══ Dataset records

Issue #7947, opened 2025-06-15
Adding Sharp and other modalities


samtoth:
Hi,

I am interested in adding more modal capabilities to Agda. Initially I hoped to investigate adding a sharp modality,
but in doing so I think it quite easily generalises to other locally posetal mode theories.

I have experimented with implementing this and after a ittle bit of testing it seems like things are working as expected. I wasn't sure what the etiquette was r.e. sending a pull request v.s. opening an issue first, but the code I have written can be found here: https://github.com/samtoth/agda/tree/sharp 

As far as I understand it the reason for having Squash in the current data type is that the cohesion attribute represents the combination of the modality and locks on the context - and for a mode theory with just id and flat, you only need to add squash to represent both of this data, and it is still possible to define the inverseComposeCohesion.

My aproach - as implemented in the fork above - was be to change the type of cohesion to be a pair of modalities, representing the modality annotation and the locks, which would be written `@m/n` (although the user is only able to write annotations without locks). Then a modality is usable iff `m <= n` as defined by the PartialOrd instance for the Modalities. The inverseComposeCohesion can then be implemented uniformly as something like (m/l , m'/l') -> (m.l')/(l.m'). With these changes, you only need to define the compose function and the partialOrd instance to change the modal setup.

I am still unsure about pattern matching, at the moment it still only allows matching on `@flat` (when the flag is enabled). ~~Additionally, in the code as written, the crisp identity induction definition which is correctly rejected by the existing Agda-flat is somehow accepted with the new changes.~~ I'm not very experienced with the code base yet, and can't seem to work out why this change has happened. (I have a question open in the zulip chat asking a related question https://agda.zulipchat.com/#narrow/channel/238741-general/topic/Flat-split.20behaviour/with/523822589). I also noticed a note about the implementation of modal types in records, and would be interested to see if this change could improve the situation there.

I would love to hear what you think about these proposals, and would be very interested to hear if there are any existing plans around modalities :)

Edit: It turns out that I had not turned on the --without-K flag when testing the crisp induction principal. The modality change works as expected when this flag is on

UlrikBuchholtz:
I'm hoping we can get some movement on this; to me it looks very promising. Pinging @plt-amy – We'll also see if we can get @samtoth to go to the next AIM, whenever that is.

jespercockx:
See also the existing issue: https://github.com/agda/agda/issues/5459

[...]

PR #8409, opened 2026-02-18
Adding Sharp modality

samtoth:
This PR adds a sharp modality which complements the existing flat modality. I have added some tests and have tried my best to comply with the Agda code style. 

Behaviour:

There is a new annotation `@♯`, which represents the sharp modality which is a right adjoint to the existing flat modality, as presented in Shullman's original work on Cohesive type theory. Unlike in the solution I preveously proposed (#7947), this is quite a minor change to the modal system. The sharp modality is governed by the following rules:

 - Sharp is greater than Continuous, so any sharp variable in context is not usable.
 - Sharp composed with any non-squash is equal to sharp
 - InverseComposing the context with sharp turns _all_ (non-squash) variables flat

MODALOP pragma:

Currently, without --flat-split the following code is not accepted.

```agda
test : ∀ {@♭ A : Type 𝓤} → @♭ ⟨♭| A ⟩ → ⟨♭| A ⟩
test (mod♭ a) = mod♭ a
```

Whilst the above can be accepted by adding --flat-split, consider this definition:

```agda
μ : ∀ {A : Set} → @♯ ⟨♯| A ⟩ → ⟨♯| A ⟩
μ (mod♯ a) = mod♯ a

```

We want to split on `@♯ a : ⟨♯| A ⟩` to get `(mod♯ a)` where `@♯ a :  A`, but by default we are not able to split on sharp annotated variables. Semantically, we would not want a general `--sharp-split` like option, but we still do want to be able to split on the `mod♯` constructor. To this end I have added a new pragma `{-# MODALOP ⟨♯|_⟩ #-}` which allows you to split on a given datatype regardless of what kind of modality it has. As an added bonus, by marking `⟨♭|_⟩` as a MODALOP, the first example also works for people who don't want to enable `--flat-split` globally.

Known issues:
 - There is a bug with the emacs interaction (I give some detail in a question on the Agda Zulip chat [#developers > 'Give' emacs command behaves differently than typechecking](https://agda.zulipchat.com/#narrow/channel/259645-developers/topic/'Give'.20emacs.20command.20behaves.20differently.20than.20typechecking/with/574369568) )
 - All tests pass except two in the internal test suite. The failing test (shown below) is asking for commutativity. With this new addition we don't expect commutativity of composition of modalities. E.g. sharp o flat = sharp, but flat o sharp = flat.
 
  >      prop_composeVarOcc0_commutative from test/Internal/TypeChecking/Free.hs:137:                                        FAIL (0.00s)
  >                                                                                                                          *** Failed! Falsified (after 1 test):
  >        VarOcc {varFlexRig = Unguarded, varModality = Modality {modRelevance = ShapeIrrelevant OShIrrInferred, modQuantity = Quantityω QωInferred, modCohesion = Sharp, modPolarity = PolarityModality {modPolarityAnn = StrictlyPositive, modPolarityOrigin = StrictlyPositive, modPolarityLock = StrictlyPositive}}}
  >        VarOcc {varFlexRig = StronglyRigid, varModality = Modality {modRelevance = Irrelevant OIrrInferred, modQuantity = Quantityω QωInferred, modCohesion = Flat, modPolarity = PolarityModality {modPolarityAnn = Negative, modPolarityOrigin = Negative, modPolarityLock = StrictlyPositive}}}

Look forward to hearing your thoughts on this proposal :)


test/Succeed/Sharp.agda
```diff
@@ -0,0 +1,25 @@
+{-# OPTIONS --cohesion #-}
+
+module _ where
+
+data Sharp (@♯ A : Set) : Set where
+  con : (@♯ x : A) → Sharp A
+
+{-# MODALOP Sharp #-}
```
plt-amy:
```suggestion
{-# MODALOP Sharp #-}
```

i think you have a nbsp in there?

plt-amy:
@samtoth `give` fails because it can not solve the metavariable because the occurs check trips on the `A` in `?0 = con (?1 {A} x)`. Non-interactive reproducer:

```agda
{-# OPTIONS --cohesion --show-implicit --show-identity-substitutions -vtc.meta:25 -vtc.meta.occurs:70 #-}
module Test373 where

data Sharp (@♯ A : Set) : Set where
  con : (@♯ x : A) → Sharp A

{-# MODALOP Sharp #-}

unit : {A : Set} → A → Sharp A
blah : ∀ {A} {x : A} → unit x ≡ con {!   !}
unit x = {! con ?  !}
blah = refl
```

logs say:

```
offending variable:  A
  of type  Set
  (after singleton test)
Disallowed var 1 due to modality/relevance
```

andreasabel:
Thanks for this proposal.  Adding a sharp modality seem as natural step to extend our implementation or "cohesive type theory".  Maybe @Saizan can tell us his considerations on this modality (e.g. why it was not included from the beginning).

Changes to the concrete syntax (like adding a new pragma) are always subject to maximum scrutiny, because concrete syntax itself is forever while only its interpretation can be refined.
So naturally, we have to ask these questions:

1. Is a new pragma needed at all or can Agda simply analyse that `Sharp A` is basically a newtype-wrapper around `\sharp A` and thus give it is special status?  
2. Is the pragma name well-chosen?  Does it reflect its meaning well?  
   Here we can already raise some reservations: `MODALOP` says that `Sharp` is a "modal operator" but I'd say it is one of a special "monadic" form (witnessed by \mu) so maybe `MONADIC` or `MONADIC_MODALITY` would better represent its character.
   In general, we should also abstain from abbreviations, so the least would be to change this into `MODAL_OPERATOR`.
 3. Should it be a pragma or a directive?  The implicit message to the reader in a pragma is "ignore me, I am a superficial detail" whereas a directive insists at its importance.  E.g. we have `coinductive` as a record directive rather than a pragma, for good reasons.
 4. What properties must a data type have so that it is sound to declare it as `MODALOP`?  Can I abuse it to introduce inconsistencies?  (E.g., I expect it to be unsound for `@-` which is not a idempotent modality.)

samtoth:
To address the comments on the pragma:

1. Indeed this would probably be the most ideal solution. All modal operators should be of the same form as sharp, and I guess this would be a relatively easy syntactic check.
2. Yes MODAL_OPERATOR is fine to me. I believe the fact sharp is monadic might be a bit of a red-herring here - for instance it is perfectly valid (and intended) to mark flat, a comonadic modality, as a modal operator. It should make sense at least for any modality which can be described by the framework of Multi Modal Type theory, as in their elimination rule for modal operators, for any pair of modalities μ and ν, a variable `@ν a : ⟨μ| A ⟩` can be split into `mod a`, where `@(ν o μ) a : A`. I am not familiar with all of the modal systems in Agda, but I believe at least some of them do not fall under the framework of MTT, so perhaps to be safe, this modal_operator can just apply to the 'cohesive' modalities. (or better yet, the syntactic check would only work for the cohesive modalities)
4. Similarly for 4, I'm not sure about the other modal systems in Agda, but at least with regards to the cohesive modalities, I don't think MODAL_OPERATOR should introduce any soundness issues in the sense of proving false. In the worst case, if every data type was a modal_operator, there is still the model where sharp and flat are both interpreted as the identity functor. (although I think this is not the only possible model).  Again just the fact a modality is neither monadic or idempotent shouldn't mean it isn't a modal_operator, but there may well be other reasons for the case of `@-` to be unsound. 
3. If the syntactic check is not possble then I suppose I agree that a directive may be more appropriate than a pragma, although as far as I am aware, there are no existing _datatype_ pragmas, so this would also involve adding more surface syntax

jespercockx:
Since this is relevant for modalities in general, perhaps @anuyts or @antoinevanmuylder have something to say about it.

samtoth:
Thanks @plt-amy for the diagnostics. In the occurs check, it seems like it only allows variables with the unitModality. It suprises me that the same issue doesn't come up for flat - but I don't understand the occursChecker that well yet. Would anyone be able to weigh in on A) why only identity modalities are accepted B) If there is any indication why this would be okay for flat but not for sharp. For B) I suspect that it is never calling this occurs check.

For reference, I am looking at Agda.TypeChecking.MetaVars.Occurs:446

```haskell
       case v of
         Var i es   -> do
            allowed <- getAll . ($ unitModality) <$> variable i
            if allowed then Var i <$> weakly (occurs es) else do
              -- if the offending variable is of singleton type,
              -- eta-expand it away
              ....
```

plt-amy:
~~Btw, if I have `{-# OPTIONS --cohesion --polarity #-}` then I can't check the definition of Sharp:~~

```agda
{-# OPTIONS --cohesion --polarity #-}
module Test374 where

data Sharp (@♯ A : Set) : Set where
  con : (@♯ x : A) → Sharp A
```

```
[…]/Test374.agda:5.3-29: error: [VariableIsOfUnusableCohesion]
Variable A is declared Sharp so it cannot be used here
when checking the constructor con in the declaration of Sharp
```

**EDIT**: [Patch](https://gist.github.com/plt-amy/cc8ffbe6390283c785adffb3b6fc7e83)

plt-amy:
@samtoth Okay, I worked it out. The problem is that the `variableCheck` that we put into the `feSingleton` field of the `FreeEnv` is closed over the `VarMap`, which is a section of the context *as it is when we enter the occurs checker*, so it thinks that `A : Set` and `x : A` are both continuous, which obviously means that we can't use them `@♭` in the arguments to the meta argument to `con`.

I've got a patch [here](https://gist.github.com/plt-amy/1ff5adf541de1fe636db8d5541854ede) that fixes this by plumbing the `feExtra` to `feSingleton` and updating the modalities in the `occVars . feExtra`; it passes all the tests, and I wrote both a `Succeed` and an `interaction` test for this. I think as a maintainer I'm supposed to be able to push things to your fork but I've been burned by messing this up recently so the patch is probably safer… you can apply it like this:

```
$ curl -L https://gist.githubusercontent.com/plt-amy/1ff5adf541de1fe636db8d5541854ede/raw/1c742bae40023e557f1ac0f42b26530ee3452026/0001-Apply-modality-to-occurs-checking-context.patch | git am
```

Re. your questions:

> A) why only identity modalities are accepted

The `withVarOcc` impl. for `AllowedVar` accumulates compositions against the context, that are then applied to `unitModality` when we call the `variable` check, so we're actually checking against the right modality, hence the "continuous" variables from the context that didn't get properly updated being rejected.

════

Exercise goal | Looking only at the entries, count the lines that contain the word "quite", then state that count and nothing else.

Solution below | 2